Nada podría evitarlo
Ilustraciones de Carmura Lenteja a partir de once relatos de Marcos Ripalda. Publicado en libros.com
Los once cuentos que conforman Nada podría evitarlo son independientes unos de otros, aunque el lector advertirá ciertas constantes en los temas que se desarrollan. En cierto modo, esta recopilación de relatos es una novela en escalas, donde los límites de cada cuento se difuminan para dar paso al siguiente.
Se trata de piezas cortas e intensas en las que huyo de piruetas estilísticas y solemnidades ridículas. Se trata de contar las historias con las palabras justas y sin turbulencias. En estos cuentos es tan importante lo que se dice como lo que se calla, así que uno escribe también los silencios. Por eso hablo de unas cosas para decir otras.
Cada cuento, además, viene acompañado de una ilustración de la artista pacense Carmura Lenteja, que es capaz de reflejar ese momento único e irrepetible que nos hubiésemos perdido (o ahorrado), si no hubiese estado allí.
Aquí les dejo uno de los relatos. Es el más corto. Por no aburrir. Que ya me estaba yendo.
Ruido
Tumbada en la cama espero a que salgas del baño. Te has puesto un pijama para dormir. No me puedo creer que quieras dormir ahora. Salgo a la terraza y miro el cielo. El cielo es una mancha de petróleo inmensa.
Me sirvo un gin-tonic y me tumbo en el sofá del salón. Busco un canal de videos musicales. Cierro los ojos.
Me despierto con la sensación de haber dormido mucho tiempo. Me levanto y miro el reloj de la cocina. Las dos de la madrugada. Abro la puerta de la habitación lo justo para asomarme y ver si duermes. Luego me acuesto con cuidado.
Cuando abro los ojos ya te has ido.
Leo una nota en el bloc del escritorio. Escribes que hoy no vendrás a cenar. Que me acueste. Que no te espere.
Yo pienso que haré lo que me dé la gana.
Me siento en la terraza. Oigo el motor del frigorífico. Oigo el cosquilleo de mis tripas. Sí, estoy a punto de decirme que esto se acabó.
El técnico me dice que debería descongelar la nevera más a menudo. No sabía que hubiera que hacer eso, le comento. Por eso lo del ruido, dice él. Ah, digo yo.
Invito al hombre a una cerveza. Miramos los ladrillos de la fachada. Me señala una imperfección en el muro. Yo no le doy la menor importancia.
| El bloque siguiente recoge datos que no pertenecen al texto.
PR #585, opened 2023-12-18
Fix args index bug due to incorrect evaluation order

arajkumar:
This happens while using `--skip-extensions` with `pgcopydb dump schema` command.


arajkumar:
CC: @dimitri

dimitri (approved):

dimitri:
Thanks for your continued testing and fixes!

PR #289, opened 2024-10-20
doc: fix literalExpression in examples

MarcelCoding:
Before:
image

After:
image

### DIFF
--- a/nixos-modules/host/options.nix
+++ b/nixos-modules/host/options.nix
@@ -32,15 +32,17 @@
         at all, just set
         `systemd.services."microvm-tap-interfaces@%i.service".enable = false`
       '';
-      example = ''
+      example = lib.literalExpression ''
         # Attach tap interface to bridge br0, and bring it up
-        ''${pkgs.iproute2}/bin/ip link set "$id" master br0 up
+        "${pkgs.iproute2}/bin/ip link set \"$id\" master br0 up"
       '';
       type = types.lines;
       default = ''
         ${pkgs.iproute2}/bin/ip link set "$id" up
       '';
-      defaultText = "''${pkgs.iproute2}/bin/ip link set \"$id\" up";
+      defaultText = ''
+        ${pkgs.iproute2}/bin/ip link set "$id" up
+      '';
     };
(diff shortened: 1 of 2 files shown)


nixos-modules/host/options.nix
```diff
@@ -32,14 +32,13 @@
...
+      example = lib.literalExpression ''
         # Attach tap interface to bridge br0, and bring it up
-        ''${pkgs.iproute2}/bin/ip link set "$id" master br0 up
+        "${pkgs.iproute2}/bin/ip link set \"$id\" master br0 up"
       '';
       type = types.lines;
-      default = ''
-        ${pkgs.iproute2}/bin/ip link set "$id" up
-      '';
+      default = "${pkgs.iproute2}/bin/ip link set \"$id\" up";
```
astro: Can we keep the `default = ''` with a newline, now that we have the `defaultText` too?

nixos-modules/microvm/options.nix
```diff
@@ -148,8 +148,7 @@ in
           };
         });
       default = [];
-      example = lib.literalExpression
-        ''
+      example = lib.literalExpression /* nix */ ''
```
astro, line 151: I like removing the linebreak here but what about the `/* nix */`? Not gonna enforce a `nixfmt` in this project! :laughing:

astro (changes requested):

nixos-modules/microvm/options.nix
MarcelCoding: It's tree sitter magic that allows tree sitter to inject a language in the string.

nixos-modules/host/options.nix
```diff
@@ -32,14 +32,13 @@
...
+      defaultText = "${pkgs.iproute2}/bin/ip link set \"$id\" up";
```
```suggestion
      default = ''
        ${pkgs.iproute2}/bin/ip link set "$id" up
      '';
      defaultText = ''
        ${pkgs.iproute2}/bin/ip link set "$id" up
      '';
```

astro:
Cheers!

PR #291, opened 2024-10-26
nixos-modules: move virtiofsd from host to microvm

astro:
@SuperSandro2000 Can you review pls? Note the simplified `virtiofsdCount` logic.

### DIFF
--- a/nixos-modules/host/default.nix
+++ b/nixos-modules/host/default.nix
@@ -161,41 +161,14 @@ in
         description = "Setup MicroVM '%i' devices for passthrough";
         before = [ "microvm@%i.service" ];
         partOf = [ "microvm@%i.service" ];
-        unitConfig.ConditionPathExists = "${stateDir}/%i/current/share/microvm/pci-devices";
+        unitConfig.ConditionPathExists = "${stateDir}/%i/current/bin/pci-setup";
         restartIfChanged = false;
         serviceConfig = {
           Type = "oneshot";
           RemainAfterExit = true;
           SyslogIdentifier = "microvm-pci-devices@%i";
+          ExecStart = "${stateDir}/%i/current/bin/pci-setup";
         };
-        # `ExecStart`
-        scriptArgs = "%i";
-        script = ''
-          cd ${stateDir}/$1
-
-          ${pkgs.kmod}/bin/modprobe vfio-pci
-
-          for path in $(cat current/share/microvm/pci-devices); do
-            pushd /sys/bus/pci/devices/$path
-            if [ -e driver ]; then
-              echo $path > driver/unbind
-            fi
-            echo vfio-pci > driver_override
-            echo $path > /sys/bus/pci/drivers_probe
-
-            # In order to access the vfio dev the permissions must be set
-            # for the user/group running the VMM later.
-            #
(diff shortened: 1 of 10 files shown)


nixos-modules/host/default.nix
```diff
@@ -250,68 +250,37 @@ in
...
-          "--inode-file-handles=${config.microvm.virtiofsd.inodeFileHandles}"
-          } \
-          ${lib.concatStringsSep " " config.microvm.virtiofsd.extraArgs}
-          " >> /tmp/supervisord.conf
-          done
+      "microvm-virtiofsd@" =
+        let
+          runFromBootedOrCurrent = name: pkgs.writeShellScript "virtiofsd-${name}" ''
+            if [ -e booted ]; then
+              exec booted/bin/${name}
```
SuperSandro2000: Can we easily do absolute paths here? That would make testing things by hand a lot easier.

nixos-modules/microvm/virtiofsd/default.nix
```diff
@@ -0,0 +1,72 @@
...
+
+in
+{
+  microvm.virtiofsdScripts = lib.mkIf requiresVirtiofsd {
+    run =
+      let
+        supervisordConfig = pkgs.writeText "${config.networking.hostName}-virtiofsd-supervisord.conf" ''
+          [supervisord]
+          nodaemon=true
+          #user=root
```
SuperSandro2000: I think it required that explicitly but I would need to check the docs

nixos-modules/microvm/virtiofsd/default.nix
```diff
@@ -0,0 +1,72 @@
...
+
+  # TODO: don't hardcode
+  group = "kvm";
+
+in
+{
+  microvm.binScripts = lib.mkIf requiresVirtiofsd {
+    virtiofsd-run =
+      let
+        supervisordConfig = pkgs.writeText "${config.networking.hostName}-virtiofsd-supervisord.conf" ''
```
MarcelCoding: How about using the ini renderer?

MarcelCoding (approved):

MarcelCoding:
Lgtm, did not test

MarcelCoding:
How should the migration be done. All vms need to be stopped, mciro m in the host needs to be updated, all vms need to be rebuild and started

astro:
> How should the migration be done. All vms need to be stopped, mciro m in the host needs to be updated, all vms need to be rebuild and started

No urgent requirement to stop VMs but they must be updated before they can be started again. Hence the warning that is output on host activation. My hope is that VMs are updated more frequently than hosts.

MarcelCoding:
How about a check if the files exists and if yes output that a rebuild is required.

MarcelCoding:
Or create a new major release.

nixos-modules/microvm/virtiofsd/default.nix
astro: It's not required. That's great because that means it won't fail when the user runs it from a package instead of thru the systemd unit.

astro:
> How about a check if the scripts exists and if yes output that a rebuild is required.

I am not sure I understand, the activationScript snippet does check for the scripts' existence.

> Or create a new major release.

I've prepared the CHANGELOG.md entries for that but let's wait a bit for any regressions.

PR #292, opened 2024-10-31
Add support for remote sudo

wokalski:


astro:
The parameter is not exactly position-independent but useful nevertheless!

Por supuesto no voy a discutir con él.
Has llegado. Me plantas un beso en la mejilla. Te quitas los zapatos. Me preguntas qué tal mi día. Bastante bien, te digo, he llamado a un técnico para que arreglase el ruido de la nevera. Me preguntas que a qué ruido me refiero. El de la nevera, te digo. No sabía que le pasase algo, me dices. Lo cierto es que no le pasaba nada, te explico. Me preguntas si me ha cobrado por nada.
Se ha hecho de noche. Estás mirando la televisión. Tienes los pies sobre la mesita. Bebes una cerveza con calma. Cambias de canal una, dos, seis veces. «Un paraíso por solo 600 euros al mes…». «Esto puede ser suyo…». «Con la confianza de un gran fabricante de…». «Dijiste que me querías. Y te quiero. Bésame…». «Aislantes para toda la casa, oferta válida hasta…». Apagas la televisión. Dices que vas a acostarte en el sofá.
Me dirijo hacia la habitación y me acuesto en nuestra cama. Miro el techo. Al poco rato me dices que vaya.
Estamos en el salón. Me dices:
— Tenemos que hacerlo los dos. Confiar el uno en el otro. Seguro que podemos.
Te miro. Tienes las manos en los bolsillos y sigues hablando. Y ahí está otra vez. El maldito ruido de la nevera. Oigo también tu respiración pero no consigo concentrarme en ninguno de mis propios ruidos. De veras que lo intento. Pero nada. El ruido sigue ahí.